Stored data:
PR #2374, opened 2022-07-14
windows: Use correct value for mouse wheel delta

grovesNL:

During the switch to windows-sys, it looks like we unintentionally started using `usButtonFlags` instead of `usButtonData` for this event.

Original winapi version: `usButtonData` is used for the delta
https://github.com/rust-windowing/winit/blob/f3f6f1008a5891ed0c9e5e8f26568f8f2d49f164/src/platform_impl/windows/event_loop.rs#L2155-L2164
After switch to windows-sys: `usButtonFlags` is used for the delta
https://github.com/rust-windowing/winit/blob/b222dde83504e402d51fa40a3c78dee40cb2ee5f/src/platform_impl/windows/event_loop.rs#L2153-L2163


msiglreith (approved):
nicely spotted!

PR #2376, opened 2022-07-15
Update raw-window-handle to v0.5.0

kchibisov:
This updates raw-window-handle to v0.5.0. The change is breaking
and removes the old `HasRawWindowHandle` trait implementation,
but that's intentional given that internal structs got renamed.

### DIFF
--- a/src/event_loop.rs
+++ b/src/event_loop.rs
@@ -13,6 +13,7 @@ use std::{error, fmt};
 
 use instant::Instant;
 use once_cell::sync::OnceCell;
+use raw_window_handle::{HasRawDisplayHandle, RawDisplayHandle};
 
 use crate::{event::Event, monitor::MonitorHandle, platform_impl};
 
@@ -334,6 +335,13 @@ impl<T> EventLoopWindowTarget<T> {
             target_os = "openbsd"
         ))]
         self.p.set_device_event_filter(_filter);
+    }
+}
+
+unsafe impl<T> HasRawDisplayHandle for EventLoopWindowTarget<T> {
+    /// Returns a [`raw_window_handle::RawDisplayHandle`] for the event loop.
+    fn raw_display_handle(&self) -> RawDisplayHandle {
+        self.p.raw_display_handle()
     }
 }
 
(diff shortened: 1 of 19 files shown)


maroider:
I take it we're aiming to land this in `v0.27.0`?

kchibisov:
>I take it we're aiming to land this in v0.27.0?

Yeah, I think so.

src/event_loop.rs
```diff
@@ -334,6 +334,11 @@ impl<T> EventLoopWindowTarget<T> {
         ))]
         self.p.set_device_event_filter(_filter);
     }
+
+    /// Returns a [`raw_window_handle::RawDisplayHandle`] for the event loop.
+    pub fn raw_display_handle(&self) -> raw_window_handle::RawDisplayHandle {
+        self.p.raw_display_handle()
+    }
```
maroider, line 341: Why did you choose an inherent method instead of using the `HasRawDisplayHandle` trait?

kchibisov: I'm still not sure about those, though I think using trait methods is preferable way, I'd bring them back.

MarijnS95: We "brought them back" for `android-ndk-rs` since nothing in `raw-window-handle` states that these traits are suddenly deprecated (they're for ease of use when passing a window type, though I agree that it's not absolutely necessary since `raw_window_handle::RawDisplayHandle` might just as well be accepted by APIs without having to deal with borrows).

This is public API for the event loop, right? Not sure if every type in `winit` should implement this, for example a single event loop can have multiple windows associated so having the trait/function doesn't make much sense?

kchibisov:
I've updated implementation and now use traits for it. Waiting on ndk to update, so android will start built.

MarijnS95:
> I've updated implementation and now use traits for it. Waiting on ndk to update, so android will start built.

You might get away with bumping the commit hash to https://github.com/rust-windowing/android-ndk-rs/commit/814be0864bd05f6fff616299ce25c075487fa244?

maroider (commented):
I think we should be mostly good to go now.

maroider (approved):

= Prompt =
Extract every line containing the string "blob" from the data above.

= Answer to the problem =
https://github.com/rust-windowing/winit/blob/f3f6f1008a5891ed0c9e5e8f26568f8f2d49f164/src/platform_impl/windows/event_loop.rs#L2155-L2164
https://github.com/rust-windowing/winit/blob/b222dde83504e402d51fa40a3c78dee40cb2ee5f/src/platform_impl/windows/event_loop.rs#L2153-L2163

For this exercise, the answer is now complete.